Source material »
Issue #867, opened 2015-03-15
Concommand wire_expression2_extension_enable


SeaLife:
```
[ERROR] addons/wire-master/lua/entities/gmod_wire_expression2/core/e2lib.lua:527: attempt to index upvalue 'extensions' (a nil value)
  1. unknown - addons/wire-master/lua/entities/gmod_wire_expression2/core/e2lib.lua:527

] wire_expression2_extension_enable wiring

[ERROR] addons/wire-master/lua/entities/gmod_wire_expression2/core/e2lib.lua:543: attempt to index upvalue 'extensions' (a nil value)
  1. unknown - addons/wire-master/lua/entities/gmod_wire_expression2/core/e2lib.lua:543
   2. unknown - lua/includes/modules/concommand.lua:54
```

arduinium:
Can't reproduce. Please explain how you did exactly. Make sure you restarted your server after updating wiremod.

SeaLife:
Im using it via rcon, but typing it in console will cause this error :)
Thank you

arduinium:
So I found the cause. Apologies for not testing this on a true dedicated server... I'm fixing it but it's harder than I thought, I'm stuck trying to make the concommand autocomplete working client side. To @Divran etc, please do not update the workshop until this is fixed. Sorry again :(

arduinium:
I think it's ready but I want to be sure so I test really carefully this time. I will make a pull request in about an hour, unless problems.

PR #871, opened 2015-03-15
E2 extensions: fix for #867

arduinium:
These are pretty big changes, hopefully now it's been fully tested on single player, listen server and dedicated server. I couldn't find any bug. I changed a few more things such as sharing wire_expression2_reload so that it appears as an available command on client, and made reload messages visible to the player who reloaded, and more...

### DIFF
--- a/lua/entities/gmod_wire_expression2/core/extloader.lua
+++ b/lua/entities/gmod_wire_expression2/core/extloader.lua
@@ -6,41 +6,54 @@ wire_expression2_PreLoadExtensions()
 
 -- Save E2's metatable for wire_expression2_reload
 if ENT then
+
 	local wire_expression2_ENT = ENT
+
 	function wire_expression2_reload(ply, cmd, args)
-		if IsValid(ply) and ply:IsPlayer() and not ply:IsSuperAdmin() and not game.SinglePlayer() then return end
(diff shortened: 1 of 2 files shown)


lua/entities/gmod_wire_expression2/core/extloader.lua
```diff
@@ -6,41 +6,54 @@ wire_expression2_PreLoadExtensions()
...
+		include( "entities/gmod_wire_expression2/core/extloader.lua" )
 		wire_expression2_is_reload = nil
 		ENT = nil
 
-		Msg("Calling constructors for all Expression2 chips.\n")
+		_Msg( "Calling constructors for all Expression 2 chips." )
 		wire_expression2_prepare_functiondata()
 		if not args or args[1] ~= "nosend" then
-			for _, p in pairs( player.GetAll() ) do
+			for _, p in ipairs( player.GetAll() ) do
```
Nebual: Its not critical in this case of course, but just as an interesting tidbit, pairs is actually faster than ipairs:
https://springrts.com/wiki/Lua_Performance#TEST_9:_for-loops

arduinium: Sorry I was testing something and forgot to change it back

Task objective » Transcribe the listing shown above in full and without change.

Task result »
Issue #867, opened 2015-03-15
Concommand wire_expression2_extension_enable


SeaLife:
```
[ERROR] addons/wire-master/lua/entities/gmod_wire_expression2/core/e2lib.lua:527: attempt to index upvalue 'extensions' (a nil value)
  1. unknown - addons/wire-master/lua/entities/gmod_wire_expression2/core/e2lib.lua:527

] wire_expression2_extension_enable wiring

[ERROR] addons/wire-master/lua/entities/gmod_wire_expression2/core/e2lib.lua:543: attempt to index upvalue 'extensions' (a nil value)
  1. unknown - addons/wire-master/lua/entities/gmod_wire_expression2/core/e2lib.lua:543
   2. unknown - lua/includes/modules/concommand.lua:54
```

arduinium:
Can't reproduce. Please explain how you did exactly. Make sure you restarted your server after updating wiremod.

SeaLife:
Im using it via rcon, but typing it in console will cause this error :)
Thank you

arduinium:
So I found the cause. Apologies for not testing this on a true dedicated server... I'm fixing it but it's harder than I thought, I'm stuck trying to make the concommand autocomplete working client side. To @Divran etc, please do not update the workshop until this is fixed. Sorry again :(

arduinium:
I think it's ready but I want to be sure so I test really carefully this time. I will make a pull request in about an hour, unless problems.

PR #871, opened 2015-03-15
E2 extensions: fix for #867

arduinium:
These are pretty big changes, hopefully now it's been fully tested on single player, listen server and dedicated server. I couldn't find any bug. I changed a few more things such as sharing wire_expression2_reload so that it appears as an available command on client, and made reload messages visible to the player who reloaded, and more...

### DIFF
--- a/lua/entities/gmod_wire_expression2/core/extloader.lua
+++ b/lua/entities/gmod_wire_expression2/core/extloader.lua
@@ -6,41 +6,54 @@ wire_expression2_PreLoadExtensions()
 
 -- Save E2's metatable for wire_expression2_reload
 if ENT then
+
 	local wire_expression2_ENT = ENT
+
 	function wire_expression2_reload(ply, cmd, args)
-		if IsValid(ply) and ply:IsPlayer() and not ply:IsSuperAdmin() and not game.SinglePlayer() then return end
(diff shortened: 1 of 2 files shown)


lua/entities/gmod_wire_expression2/core/extloader.lua
```diff
@@ -6,41 +6,54 @@ wire_expression2_PreLoadExtensions()
...
+		include( "entities/gmod_wire_expression2/core/extloader.lua" )
 		wire_expression2_is_reload = nil
 		ENT = nil
 
-		Msg("Calling constructors for all Expression2 chips.\n")
+		_Msg( "Calling constructors for all Expression 2 chips." )
 		wire_expression2_prepare_functiondata()
 		if not args or args[1] ~= "nosend" then
-			for _, p in pairs( player.GetAll() ) do
+			for _, p in ipairs( player.GetAll() ) do
```
Nebual: Its not critical in this case of course, but just as an interesting tidbit, pairs is actually faster than ipairs:
https://springrts.com/wiki/Lua_Performance#TEST_9:_for-loops

arduinium: Sorry I was testing something and forgot to change it back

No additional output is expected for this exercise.